PR #305, opened 2019-11-20
Improvements in TcpReassembly (performance increased)

gx740:
1. The signatures of callback function have been changed because passing the arguments by value is useless and gives performance overhead.
2. The type of `TcpStreamData::m_Connection` has been changed from `ConnectionData` to `const ConnectionData*` to avoid data copying
3. The private method `TcpReassembly::prepareMissingDataMessage` has been replaced by the new static function which is optimized on speed (no dynamic memory allocation).

### DIFF
--- a/Examples/TcpReassembly/main.cpp
+++ b/Examples/TcpReassembly/main.cpp
@@ -330,7 +330,7 @@ void listInterfaces()
 /**
  * The callback being called by the TCP reassembly module whenever new data arrives on a certain connection
  */
-static void tcpReassemblyMsgReadyCallback(int sideIndex, TcpStreamData tcpData, void* userCookie)
+static void tcpReassemblyMsgReadyCallback(int sideIndex, const TcpStreamData& tcpData, void* userCookie)
 {
 	// extract the connection manager from the user cookie
 	TcpReassemblyConnMgr* connMgr = (TcpReassemblyConnMgr*)userCookie;
@@ -412,7 +412,7 @@ static void tcpReassemblyMsgReadyCallback(int sideIndex, TcpStreamData tcpData, 
 /**
  * The callback being called by the TCP reassembly module whenever a new connection is found. This method adds the connection to the connection manager
  */
-static void tcpReassemblyConnectionStartCallback(ConnectionData connectionData, void* userCookie)
+static void tcpReassemblyConnectionStartCallback(const ConnectionData& connectionData, void* userCookie)
 {
 	// get a pointer to the connection manager
 	TcpReassemblyConnMgr* connMgr = (TcpReassemblyConnMgr*)userCookie;
@@ -433,7 +433,7 @@ static void tcpReassemblyConnectionStartCallback(ConnectionData connectionData, 
  * The callback being called by the TCP reassembly module whenever a connection is ending. This method removes the connection from the connection manager and writes the metadata file if requested
  * by the user
  */
-static void tcpReassemblyConnectionEndCallback(ConnectionData connectionData, TcpReassembly::ConnectionEndReason reason, void* userCookie)
+static void tcpReassemblyConnectionEndCallback(const ConnectionData& connectionData, TcpReassembly::ConnectionEndReason reason, void* userCookie)
 {
 	// get a pointer to the connection manager
 	TcpReassemblyConnMgr* connMgr = (TcpReassemblyConnMgr*)userCookie;
--- a/Packet++/header/TcpReassembly.h
+++ b/Packet++/header/TcpReassembly.h
@@ -205,12 +205,12 @@ public:
 	 * A getter for the connection data
 	 * @return The const reference to connection data
 	 */
-	const ConnectionData& getConnectionData() const { return m_Connection; }
+	const ConnectionData& getConnectionData() const { return *m_Connection; }
 
 private:
 	uint8_t* m_Data;
 	size_t m_DataLen;
-	ConnectionData m_Connection;
+	const ConnectionData* m_Connection;
 	bool m_DeleteDataOnDestruction;
 
 	void setDeleteDataOnDestruction(bool flag) { m_DeleteDataOnDestruction = flag; }
@@ -281,7 +281,7 @@ public:
 	 * @param[in] tcpData The TCP data itself + connection information
 	 * @param[in] userCookie A pointer to the cookie provided by the user in TcpReassembly c'tor (or NULL if no cookie provided)
 	 */
-	typedef void (*OnTcpMessageReady)(int side, TcpStreamData tcpData, void* userCookie);
+	typedef void (*OnTcpMessageReady)(int side, const TcpStreamData& tcpData, void* userCookie);
 
 	/**
 	 * @typedef OnTcpConnectionStart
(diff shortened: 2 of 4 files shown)


seladb:
Have you measured the performance improvements of these changes? How significant are they?

gx740:
No, I didn't. The changes made in this PR are easy to understand.

First, there are classes `IPv4Address` and `IPv6Address` of 58 and 68 bytes long accordingly and their constructors allocate the memory. So the copy operation for object of one of these classes is heavyweight.

We have the classes `ConnectionData` (its size is 40 bytes) and `TcpStreamData` (32 bytes long) which are being passed to the callback functions by value. Both of these use two pointers to `IPAddress` which, in fact, point to the objects of types `IPv4Address/IPv6Address`.
In other words, passing an object by value forces to:
- copy almost 200 bytes
- make two memory allocations

Changing the type of `TcpStreamData::m_Connection` pursues the same goal: avoid object's copying.

In fact, everything is much worse. Let's look into source code where the callback is called:
```
TcpStreamData streamData(tcpLayer->getLayerPayload() + newLength, tcpPayloadSize - newLength, tcpReassemblyData->connData);
streamData.setDeleteDataOnDestruction(false);
m_OnMessageReadyCallback(sideIndex, streamData, m_UserCookie);
```
We can see an object of type `ConnectionData` is being copied twice.

seladb:
Thanks for your answers/

Regarding passing `TcpStreamData` by value - I did it on purpose so users can use their own copy of the object without being worried that its memory will get freed or object will be changed. Of course coping objects has a performance impact but in the same time it simplifies the interaction with the users. So it's a trade-off between performance and usability...

Regarding the change in `prepareMissingDataMessage()` - your solution is definitely more efficient, but a little bit more complex. I'm also not sure how much performance improvement this change contributes to the overall performance of the TCP reassembly module

gx740:
> Regarding passing `TcpStreamData` by value - I did it on purpose so users can use their own copy of the object without being worried that its memory will get freed or object will be changed. Of course coping objects has a performance impact but in the same time it simplifies the interaction with the users. So it's a trade-off between performance and usability...

Even having the copy of `ConnectionData` in a callback function, the user is forced to copy it anyway. So the const reference is more appropriated in this case.

The same is true for `TcpStreamData`. In the most cases the member `m_Data` points to data in packet or fragment. The only case it points to newly allocated memory is when missing data is detected. What the user can do with it? Nothing except copying because the user should stick together the parts of certain stream to parse the next layer.

gx740:
> Regarding the change in `prepareMissingDataMessage()` - your solution is definitely more efficient, but a little bit more complex. I'm also not sure how much performance improvement this change contributes to the overall performance of the TCP reassembly module

Changes have a little impact on overall performance and can be omitted.

gx740:
If to implement my proposal we can simplify `class TcpStreamData` to the next structure:
```
struct TcpStreamData
{
  uint8_t* m_Data;
  size_t m_DataLen;
  ConnectionData& m_Connection;
}
```

Many source code lines will disappeared.

And following code:
```
// send new data to callback
if (m_OnMessageReadyCallback != NULL)
{
  // prepare missing data text
  std::string missingDataTextStr = prepareMissingDataMessage(missingDataLen);

  // add missing data text to the data that will be sent to the callback. This means that the data will look something like:
  // "[xx bytes missing]<original_data>"
  size_t dataWithMissingDataTextLen = missingDataTextStr.length() + curTcpFrag->dataLength;
  uint8_t* dataWithMissingDataText = new uint8_t[dataWithMissingDataTextLen];
  memcpy(dataWithMissingDataText, missingDataTextStr.c_str(), missingDataTextStr.length());
  memcpy(dataWithMissingDataText + missingDataTextStr.length(), curTcpFrag->data, curTcpFrag->dataLength);

  //TcpStreamData streamData(curTcpFrag->data, curTcpFrag->dataLength, tcpReassemblyData->connData);
  //streamData.setDeleteDataOnDestruction(false);
  TcpStreamData streamData(dataWithMissingDataText, dataWithMissingDataTextLen, tcpReassemblyData->connData);
  m_OnMessageReadyCallback(sideIndex, streamData, m_UserCookie);

  LOG_DEBUG("Found missing data on side %d: %d byte are missing. Sending the closest fragment which is in size %d + missing text message which size is %d",
    sideIndex, missingDataLen, (int)curTcpFrag->dataLength, (int)missingDataTextStr.length());
}
```
can be changed to:
```
// send new data to callback
if (m_OnMessageReadyCallback != NULL)
{
  // prepare missing data text
  std::string missingDataTextStr = prepareMissingDataMessage(missingDataLen);

  // add missing data text to the data that will be sent to the callback. This means that the data will look something like:
  // "[xx bytes missing]<original_data>"
  size_t dataWithMissingDataTextLen = missingDataTextStr.length() + curTcpFrag->dataLength;

//  === START OF CHANGES ===
  std::vector<uint8_t> dataWithMissingDataText;
  dataWithMissingDataText.reserve(dataWithMissingDataTextLen);

  const char *begin = missingDataTextStr.c_str(), *end = missingDataTextStr.c_str() + missingDataTextStr.length();
  std::copy(begin, end, std::back_inserter(dataWithMissingDataText));
  
  begin = curTcpFrag->data, end = curTcpFrag->data + curTcpFrag->dataLength;
  std::copy(begin, end, std::back_inserter(dataWithMissingDataText));
//  === END OF CHANGES ===

  //TcpStreamData streamData(curTcpFrag->data, curTcpFrag->dataLength, tcpReassemblyData->connData);
  //streamData.setDeleteDataOnDestruction(false);
  TcpStreamData streamData(&dataWithMissingDataText[0], dataWithMissingDataTextLen, tcpReassemblyData->connData);
  m_OnMessageReadyCallback(sideIndex, streamData, m_UserCookie);

  LOG_DEBUG("Found missing data on side %d: %d byte are missing. Sending the closest fragment which is in size %d + missing text message which size is %d",
    sideIndex, missingDataLen, (int)curTcpFrag->dataLength, (int)missingDataTextStr.length());
}
```

gx740:
Or just to remove the allocated memory after `m_OnMessageReadyCallback` is completed.

gx740:
An implementation with using of vector is exception safe

seladb:
> Even having the copy of `ConnectionData` in a callback function, the user is forced to copy it anyway. So the const reference is more appropriated in this case.
> 
> The same is true for `TcpStreamData`. In the most cases the member m_Data points to data in packet or fragment. The only case it points to newly allocated memory is when missing data is detected. What the user can do with it? Nothing except copying because the user should stick together the parts of certain stream to parse the next layer.

Yes, I agree with you. Let's keep those changes

> >Regarding the change in prepareMissingDataMessage() - your solution is definitely more efficient, but a little bit more complex. I'm also not sure how much performance improvement this change contributes to the overall performance of the TCP reassembly module
> 
> Changes have a little impact on overall performance and can be omitted.

Can you please omit those changes?

> If to implement my proposal we can simplify class TcpStreamData to the next structure:
> 
> ```cpp
> struct TcpStreamData
> {
>   uint8_t* m_Data;
>   size_t m_DataLen;
>   ConnectionData& m_Connection;
> }
> ```
> 
> Many source code lines will disappeared.

Why do you think we should remove the part that deals with freeing the data memory?

gx740:
The changes in `prepareMissingDataMessage` has been undone.

> Why do you think we should remove the part that deals with freeing the data memory?

The only reason is to reduce the source code and improve readability. Current implementation is exception-safe but has much unnecessary code. We have a standard container (`std::vector`) that can manage the memory. I have prepared the changes that use this approach in the latest commit. We should decide whether the old class stay unchanged or apply my changes.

### Work instruction
Exactly the lines from the start of the entries through the one bearing "1. The signatures" are to be output, with both ends included.

### Finished exercise
PR #305, opened 2019-11-20
Improvements in TcpReassembly (performance increased)

gx740:
1. The signatures of callback function have been changed because passing the arguments by value is useless and gives performance overhead.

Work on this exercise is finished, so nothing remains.